Please filter the data below down to the lines holding the string "session".

+++ GIVEN RECORDS +++

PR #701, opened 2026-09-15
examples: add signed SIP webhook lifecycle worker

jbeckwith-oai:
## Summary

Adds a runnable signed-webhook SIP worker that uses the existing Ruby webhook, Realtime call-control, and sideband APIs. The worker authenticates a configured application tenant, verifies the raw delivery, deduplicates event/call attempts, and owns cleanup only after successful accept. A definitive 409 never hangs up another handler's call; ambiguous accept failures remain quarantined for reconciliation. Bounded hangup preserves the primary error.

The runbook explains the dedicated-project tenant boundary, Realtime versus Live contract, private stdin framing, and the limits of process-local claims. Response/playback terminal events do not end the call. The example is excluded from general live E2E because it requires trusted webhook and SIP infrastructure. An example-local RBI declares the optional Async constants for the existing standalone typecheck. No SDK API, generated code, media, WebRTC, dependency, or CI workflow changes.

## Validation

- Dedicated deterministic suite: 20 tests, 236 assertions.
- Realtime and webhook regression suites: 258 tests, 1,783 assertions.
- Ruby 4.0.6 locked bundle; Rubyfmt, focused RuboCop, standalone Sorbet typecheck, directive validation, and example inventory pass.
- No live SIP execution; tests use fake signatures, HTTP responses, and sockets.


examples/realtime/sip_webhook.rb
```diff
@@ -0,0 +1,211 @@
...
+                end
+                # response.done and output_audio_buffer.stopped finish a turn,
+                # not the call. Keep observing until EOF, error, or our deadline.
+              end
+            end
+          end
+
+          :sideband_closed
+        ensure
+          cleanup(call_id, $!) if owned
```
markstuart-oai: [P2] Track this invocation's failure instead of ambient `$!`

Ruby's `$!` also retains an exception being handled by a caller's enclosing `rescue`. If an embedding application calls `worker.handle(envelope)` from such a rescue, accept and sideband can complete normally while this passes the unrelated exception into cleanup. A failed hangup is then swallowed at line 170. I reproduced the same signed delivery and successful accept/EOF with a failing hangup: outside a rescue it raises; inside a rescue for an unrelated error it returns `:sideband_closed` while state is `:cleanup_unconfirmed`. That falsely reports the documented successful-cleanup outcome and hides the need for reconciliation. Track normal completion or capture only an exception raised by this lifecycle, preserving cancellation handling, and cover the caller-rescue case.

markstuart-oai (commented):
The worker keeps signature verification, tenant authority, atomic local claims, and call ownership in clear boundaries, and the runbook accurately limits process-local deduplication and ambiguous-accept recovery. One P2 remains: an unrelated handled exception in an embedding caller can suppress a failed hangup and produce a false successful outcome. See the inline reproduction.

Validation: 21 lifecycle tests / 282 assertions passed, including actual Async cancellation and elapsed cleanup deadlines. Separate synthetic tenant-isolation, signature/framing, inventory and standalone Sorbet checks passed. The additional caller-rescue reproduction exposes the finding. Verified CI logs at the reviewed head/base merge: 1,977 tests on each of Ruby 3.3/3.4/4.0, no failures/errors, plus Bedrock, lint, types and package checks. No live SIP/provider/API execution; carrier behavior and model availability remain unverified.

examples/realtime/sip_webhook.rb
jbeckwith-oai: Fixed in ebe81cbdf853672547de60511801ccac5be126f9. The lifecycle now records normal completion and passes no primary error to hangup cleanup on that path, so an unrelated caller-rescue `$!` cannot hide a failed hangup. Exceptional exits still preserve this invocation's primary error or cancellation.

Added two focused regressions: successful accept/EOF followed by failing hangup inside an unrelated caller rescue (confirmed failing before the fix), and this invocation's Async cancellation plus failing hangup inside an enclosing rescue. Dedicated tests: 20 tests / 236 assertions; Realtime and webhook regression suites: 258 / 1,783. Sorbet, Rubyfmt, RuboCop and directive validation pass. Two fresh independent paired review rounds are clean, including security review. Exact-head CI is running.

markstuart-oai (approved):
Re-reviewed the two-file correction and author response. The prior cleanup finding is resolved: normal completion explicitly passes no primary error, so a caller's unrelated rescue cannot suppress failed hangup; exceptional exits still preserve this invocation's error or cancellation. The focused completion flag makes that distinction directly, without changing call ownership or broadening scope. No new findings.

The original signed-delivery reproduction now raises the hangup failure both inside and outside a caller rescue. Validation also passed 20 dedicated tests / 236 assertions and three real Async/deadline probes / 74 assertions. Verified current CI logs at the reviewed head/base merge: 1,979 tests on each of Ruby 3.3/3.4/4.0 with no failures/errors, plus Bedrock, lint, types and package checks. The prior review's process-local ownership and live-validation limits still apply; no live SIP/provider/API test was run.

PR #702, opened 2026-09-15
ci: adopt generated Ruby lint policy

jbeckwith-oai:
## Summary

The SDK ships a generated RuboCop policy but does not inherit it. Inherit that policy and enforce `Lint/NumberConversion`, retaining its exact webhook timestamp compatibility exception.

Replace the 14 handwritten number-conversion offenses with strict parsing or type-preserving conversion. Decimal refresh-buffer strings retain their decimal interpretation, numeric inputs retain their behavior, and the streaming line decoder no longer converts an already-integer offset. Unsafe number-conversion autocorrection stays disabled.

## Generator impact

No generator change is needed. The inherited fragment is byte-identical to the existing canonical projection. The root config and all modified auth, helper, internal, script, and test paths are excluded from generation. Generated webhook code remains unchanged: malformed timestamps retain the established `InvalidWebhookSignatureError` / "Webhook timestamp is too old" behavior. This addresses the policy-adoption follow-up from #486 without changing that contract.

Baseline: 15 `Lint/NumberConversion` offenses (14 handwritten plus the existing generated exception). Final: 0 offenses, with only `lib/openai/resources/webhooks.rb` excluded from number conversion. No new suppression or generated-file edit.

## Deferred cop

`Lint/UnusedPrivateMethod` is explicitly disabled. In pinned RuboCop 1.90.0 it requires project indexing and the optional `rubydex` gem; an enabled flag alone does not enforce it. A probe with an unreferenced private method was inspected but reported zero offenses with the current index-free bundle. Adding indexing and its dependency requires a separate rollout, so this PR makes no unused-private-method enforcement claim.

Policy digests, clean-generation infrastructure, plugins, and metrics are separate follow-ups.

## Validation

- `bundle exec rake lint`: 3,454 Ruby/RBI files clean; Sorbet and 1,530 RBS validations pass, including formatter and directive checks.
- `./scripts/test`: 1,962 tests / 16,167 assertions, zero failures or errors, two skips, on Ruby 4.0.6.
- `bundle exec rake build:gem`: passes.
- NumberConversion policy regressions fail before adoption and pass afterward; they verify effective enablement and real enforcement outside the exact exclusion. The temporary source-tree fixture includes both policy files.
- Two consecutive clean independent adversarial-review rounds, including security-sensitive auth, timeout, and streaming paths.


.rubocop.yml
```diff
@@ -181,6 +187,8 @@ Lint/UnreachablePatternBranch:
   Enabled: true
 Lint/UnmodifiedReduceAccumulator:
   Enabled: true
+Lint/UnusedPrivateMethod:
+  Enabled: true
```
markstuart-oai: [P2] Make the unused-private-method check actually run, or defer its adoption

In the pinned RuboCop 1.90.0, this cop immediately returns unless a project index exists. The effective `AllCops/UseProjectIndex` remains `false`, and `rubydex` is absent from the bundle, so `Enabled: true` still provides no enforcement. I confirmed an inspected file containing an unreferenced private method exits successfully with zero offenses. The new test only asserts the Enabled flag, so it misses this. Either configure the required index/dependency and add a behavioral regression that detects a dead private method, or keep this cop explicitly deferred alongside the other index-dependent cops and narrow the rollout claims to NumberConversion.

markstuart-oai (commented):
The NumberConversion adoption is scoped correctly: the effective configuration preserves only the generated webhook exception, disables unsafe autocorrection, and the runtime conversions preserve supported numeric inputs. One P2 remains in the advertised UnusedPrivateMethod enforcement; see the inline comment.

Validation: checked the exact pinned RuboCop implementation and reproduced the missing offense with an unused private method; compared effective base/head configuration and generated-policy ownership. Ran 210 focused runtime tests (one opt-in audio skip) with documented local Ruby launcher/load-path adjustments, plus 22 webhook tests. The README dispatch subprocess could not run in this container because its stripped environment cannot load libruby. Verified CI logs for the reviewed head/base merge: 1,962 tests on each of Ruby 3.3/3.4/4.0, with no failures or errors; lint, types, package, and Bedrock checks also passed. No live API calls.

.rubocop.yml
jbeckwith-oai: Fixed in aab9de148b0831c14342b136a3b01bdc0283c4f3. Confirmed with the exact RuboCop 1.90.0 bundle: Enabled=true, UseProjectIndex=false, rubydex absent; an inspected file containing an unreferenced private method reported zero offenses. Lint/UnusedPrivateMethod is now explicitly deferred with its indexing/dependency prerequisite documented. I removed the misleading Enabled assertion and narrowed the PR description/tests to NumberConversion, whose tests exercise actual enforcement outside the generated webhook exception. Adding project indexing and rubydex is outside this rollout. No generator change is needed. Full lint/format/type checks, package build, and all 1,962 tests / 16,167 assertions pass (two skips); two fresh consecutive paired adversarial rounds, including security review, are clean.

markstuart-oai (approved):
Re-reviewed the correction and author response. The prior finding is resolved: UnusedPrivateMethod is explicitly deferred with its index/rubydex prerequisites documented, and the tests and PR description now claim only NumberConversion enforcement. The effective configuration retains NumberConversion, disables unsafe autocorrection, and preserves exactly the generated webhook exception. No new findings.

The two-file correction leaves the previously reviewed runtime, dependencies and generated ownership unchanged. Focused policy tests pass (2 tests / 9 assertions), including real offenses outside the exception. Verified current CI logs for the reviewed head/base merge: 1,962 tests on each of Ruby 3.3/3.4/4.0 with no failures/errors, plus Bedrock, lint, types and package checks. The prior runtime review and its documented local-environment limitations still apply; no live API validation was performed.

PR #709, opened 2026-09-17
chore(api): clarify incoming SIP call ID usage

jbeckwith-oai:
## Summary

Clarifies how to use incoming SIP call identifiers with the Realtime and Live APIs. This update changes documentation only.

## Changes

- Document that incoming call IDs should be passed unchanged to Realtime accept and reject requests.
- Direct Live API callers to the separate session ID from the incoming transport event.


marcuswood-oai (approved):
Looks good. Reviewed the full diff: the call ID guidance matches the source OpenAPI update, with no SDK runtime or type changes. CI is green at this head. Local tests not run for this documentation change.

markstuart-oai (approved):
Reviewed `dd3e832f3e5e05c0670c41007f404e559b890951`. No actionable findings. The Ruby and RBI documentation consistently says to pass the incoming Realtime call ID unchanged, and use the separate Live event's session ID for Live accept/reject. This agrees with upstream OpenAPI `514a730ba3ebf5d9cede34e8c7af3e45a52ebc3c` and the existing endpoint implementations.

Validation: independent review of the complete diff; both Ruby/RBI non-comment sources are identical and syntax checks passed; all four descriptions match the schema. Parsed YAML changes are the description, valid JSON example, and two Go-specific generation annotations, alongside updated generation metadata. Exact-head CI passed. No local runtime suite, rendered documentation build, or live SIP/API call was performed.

+++

▶ OUTPUT OF THE TASK
- Direct Live API callers to the separate session ID from the incoming transport event.
Reviewed `dd3e832f3e5e05c0670c41007f404e559b890951`. No actionable findings. The Ruby and RBI documentation consistently says to pass the incoming Realtime call ID unchanged, and use the separate Live event's session ID for Live accept/reject. This agrees with upstream OpenAPI `514a730ba3ebf5d9cede34e8c7af3e45a52ebc3c` and the existing endpoint implementations.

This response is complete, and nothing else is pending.